PROVIDED RECORDS: Begin

PR #931, opened 2025-10-10
doc(upgrade) ask our intern claude how they might write an upgrade guide

indexzero:
@jelveh follow-up from our email chain with a decent (but very wordy and very `claude` sounding) Upgrade Guide for `15.0.0`

Excited to see this release go live 🐢 🚀 ✨

### DIFF
--- a/doc/UPGRADE.md
+++ b/doc/UPGRADE.md
@@ -1,0 +1,428 @@
+# Upgrade Guide: http-server v14.1.1 → v15.0.0
+
+> **WARNING: Major release with breaking changes after 3 years**
+>
+> **Test thoroughly before production deployment**
+
+## Critical Breaking Changes
+
+### 1. Node.js Version Requirement
+- **Minimum**: Node.js 16.20.2
+- **Impact**: Server will not start on older versions
+- **Action**: Upgrade Node.js before upgrading http-server
+
+The specific patch version (16.20.2) is unusual. Verify this requirement hasn't changed.
+
+### 2. IPv6 Default Binding - SECURITY CRITICAL
+
+**This is the most dangerous change in this release.**
+
+- **Old**: Default host `0.0.0.0` (IPv4 only)
+- **New**: Default host `::` (dual-stack IPv4+IPv6)
+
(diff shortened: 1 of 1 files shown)


doc/UPGRADE.md
```diff
@@ -0,0 +1,428 @@
...
+- **New**: TAP v21
+- **Impact**: Test framework completely changed
+
+## Security Warnings
+
+### Header Injection Vulnerability (New -H Flag)
+
+**SEVERITY: CRITICAL**
+
+The new `-H/--header` option has NO CRLF validation. This allows HTTP response splitting attacks if you pass untrusted input.
```
KernelDeimos: The first statement, that that `-H/--header` option has no CRLF validation, is true. The second statement that this allows injecting CRLF characters into headers, is **not** true. `union` is already protecting against this:

```
TypeError [ERR_INVALID_HTTP_TOKEN]: Header name must be a valid HTTP token ["X-Custom: MyValue
X-Antoher: OtherValue"]
    at ServerResponse.setHeader (node:_http_outgoing:701:3)
    at new module.exports (/home/edube/repos/http-server/node_modules/union/lib/response-stream.js:31:21)
    at new module.exports (/home/edube/repos/http-server/node_modules/union/lib/routing-stream.js:30:17)
    at Server.requestHandler (/home/edube/repos/http-server/node_modules/union/lib/core.js:27:25)
    at Server.emit (node:events:507:28)
    at parserOnIncoming (node:_http_server:1153:12)
    at HTTPParser.parserOnHeadersComplete (node:_http_common:117:17) {
  code: 'ERR_INVALID_HTTP_TOKEN'
}
```

When #932 is merged `http-server` will throw an error immediately when the configuration is invalid instead of waiting until attempting to send the first response.

doc/UPGRADE.md
```diff
@@ -0,0 +1,428 @@
...
+
+**Only use --cors for**:
+- Public CDN resources (fonts, images, libraries)
+- Open APIs with no authentication
+- Development/testing (never production)
+
+**Never use --cors with**:
+- APIs with authentication
+- Any endpoint serving user-specific data
+- Internal resources
```
KernelDeimos: As an upgrade guide, should this be here? This won't cause a regression for anyone who isn't already using the flag. Maybe this belongs in the documentation for this flag.

PR #953, opened 2026-02-01
implement --allowed-hosts flag

### LINKED ISSUE #758: Host header check

Defend against DNS rebinding attacks (https://en.wikipedia.org/wiki/DNS_rebinding). 

Add a new option for specifying the permitted value of the Host HTTP header (i.e. the hostname of the server to which the
request is sent).

A key part of the DNS rebinding attack is that the user's browser will be sending a request to an internal server with an invalid Host header for that server, i.e., the Host header's value is not a real DNS name for the IP address on which the server is running.  If the server checks the Host header against the value provided in the new option, the attack fails.  For an example of a server that does this, see https://angular.io/cli/serve and its "--host" option.

#### Alternative Solutions

I don't see any other solution other than to use a different package.

#### Additional context

Note that DNS rebinding is an issue even when running the server on a development machine behind a firewall.  Any one who has access to the develop machine server who also browses to a malicious website can open up access to that development server.

velzie:
The --allowed-hosts flag allows users to block requests with `Host` headers that aren't whitelisted, preventing against [DNS rebinding](https://en.wikipedia.org/wiki/DNS_rebinding) attacks

##### Relevant issues
Fixes #758 

##### Contributor checklist

- [x] Provide tests for the changes (unless documentation-only)
- [x] Documented any new features, CLI switches, etc. (if applicable)
    - [x] Server `--help` output
    - [x] README.md
    - [x] doc/http-server.1 (use the same format as other entries)

##### Maintainer checklist

### DIFF
--- a/README.md
+++ b/README.md
@@ -93,8 +93,9 @@ with the provided Dockerfile.
 |`-K` or `--key` |Path to ssl key file |`key.pem` |
 |`-r` or `--robots` | Automatically provide a /robots.txt (The content of which defaults to `User-agent: *\nDisallow: /`)  | `false` |
 |`--no-dotfiles` |Do not show dotfiles| |
-|`--hide-permissions` |Do not show file permissions| |
 |`--mimetypes` |Path to a .types file for custom mimetype definition| |
+|`--hide-permissions` |Do not show file permissions| |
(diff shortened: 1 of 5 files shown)


velzie:
We might want to add more validation to the argument - I can see users passing in something like `--allowed-hosts=localhost:8080` which would break, but maybe we should leave that until the options refactor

PROVIDED RECORDS: End

GOAL OF THE EXERCISE ::
Give back the complete data exactly as supplied.

RESULT ::
PR #931, opened 2025-10-10
doc(upgrade) ask our intern claude how they might write an upgrade guide

indexzero:
@jelveh follow-up from our email chain with a decent (but very wordy and very `claude` sounding) Upgrade Guide for `15.0.0`

Excited to see this release go live 🐢 🚀 ✨

### DIFF
--- a/doc/UPGRADE.md
+++ b/doc/UPGRADE.md
@@ -1,0 +1,428 @@
+# Upgrade Guide: http-server v14.1.1 → v15.0.0
+
+> **WARNING: Major release with breaking changes after 3 years**
+>
+> **Test thoroughly before production deployment**
+
+## Critical Breaking Changes
+
+### 1. Node.js Version Requirement
+- **Minimum**: Node.js 16.20.2
+- **Impact**: Server will not start on older versions
+- **Action**: Upgrade Node.js before upgrading http-server
+
+The specific patch version (16.20.2) is unusual. Verify this requirement hasn't changed.
+
+### 2. IPv6 Default Binding - SECURITY CRITICAL
+
+**This is the most dangerous change in this release.**
+
+- **Old**: Default host `0.0.0.0` (IPv4 only)
+- **New**: Default host `::` (dual-stack IPv4+IPv6)
+
(diff shortened: 1 of 1 files shown)


doc/UPGRADE.md
```diff
@@ -0,0 +1,428 @@
...
+- **New**: TAP v21
+- **Impact**: Test framework completely changed
+
+## Security Warnings
+
+### Header Injection Vulnerability (New -H Flag)
+
+**SEVERITY: CRITICAL**
+
+The new `-H/--header` option has NO CRLF validation. This allows HTTP response splitting attacks if you pass untrusted input.
```
KernelDeimos: The first statement, that that `-H/--header` option has no CRLF validation, is true. The second statement that this allows injecting CRLF characters into headers, is **not** true. `union` is already protecting against this:

```
TypeError [ERR_INVALID_HTTP_TOKEN]: Header name must be a valid HTTP token ["X-Custom: MyValue
X-Antoher: OtherValue"]
    at ServerResponse.setHeader (node:_http_outgoing:701:3)
    at new module.exports (/home/edube/repos/http-server/node_modules/union/lib/response-stream.js:31:21)
    at new module.exports (/home/edube/repos/http-server/node_modules/union/lib/routing-stream.js:30:17)
    at Server.requestHandler (/home/edube/repos/http-server/node_modules/union/lib/core.js:27:25)
    at Server.emit (node:events:507:28)
    at parserOnIncoming (node:_http_server:1153:12)
    at HTTPParser.parserOnHeadersComplete (node:_http_common:117:17) {
  code: 'ERR_INVALID_HTTP_TOKEN'
}
```

When #932 is merged `http-server` will throw an error immediately when the configuration is invalid instead of waiting until attempting to send the first response.

doc/UPGRADE.md
```diff
@@ -0,0 +1,428 @@
...
+
+**Only use --cors for**:
+- Public CDN resources (fonts, images, libraries)
+- Open APIs with no authentication
+- Development/testing (never production)
+
+**Never use --cors with**:
+- APIs with authentication
+- Any endpoint serving user-specific data
+- Internal resources
```
KernelDeimos: As an upgrade guide, should this be here? This won't cause a regression for anyone who isn't already using the flag. Maybe this belongs in the documentation for this flag.

PR #953, opened 2026-02-01
implement --allowed-hosts flag

### LINKED ISSUE #758: Host header check

Defend against DNS rebinding attacks (https://en.wikipedia.org/wiki/DNS_rebinding). 

Add a new option for specifying the permitted value of the Host HTTP header (i.e. the hostname of the server to which the
request is sent).

A key part of the DNS rebinding attack is that the user's browser will be sending a request to an internal server with an invalid Host header for that server, i.e., the Host header's value is not a real DNS name for the IP address on which the server is running.  If the server checks the Host header against the value provided in the new option, the attack fails.  For an example of a server that does this, see https://angular.io/cli/serve and its "--host" option.

#### Alternative Solutions

I don't see any other solution other than to use a different package.

#### Additional context

Note that DNS rebinding is an issue even when running the server on a development machine behind a firewall.  Any one who has access to the develop machine server who also browses to a malicious website can open up access to that development server.

velzie:
The --allowed-hosts flag allows users to block requests with `Host` headers that aren't whitelisted, preventing against [DNS rebinding](https://en.wikipedia.org/wiki/DNS_rebinding) attacks

##### Relevant issues
Fixes #758 

##### Contributor checklist

- [x] Provide tests for the changes (unless documentation-only)
- [x] Documented any new features, CLI switches, etc. (if applicable)
    - [x] Server `--help` output
    - [x] README.md
    - [x] doc/http-server.1 (use the same format as other entries)

##### Maintainer checklist

### DIFF
--- a/README.md
+++ b/README.md
@@ -93,8 +93,9 @@ with the provided Dockerfile.
 |`-K` or `--key` |Path to ssl key file |`key.pem` |
 |`-r` or `--robots` | Automatically provide a /robots.txt (The content of which defaults to `User-agent: *\nDisallow: /`)  | `false` |
 |`--no-dotfiles` |Do not show dotfiles| |
-|`--hide-permissions` |Do not show file permissions| |
 |`--mimetypes` |Path to a .types file for custom mimetype definition| |
+|`--hide-permissions` |Do not show file permissions| |
(diff shortened: 1 of 5 files shown)


velzie:
We might want to add more validation to the argument - I can see users passing in something like `--allowed-hosts=localhost:8080` which would break, but maybe we should leave that until the options refactor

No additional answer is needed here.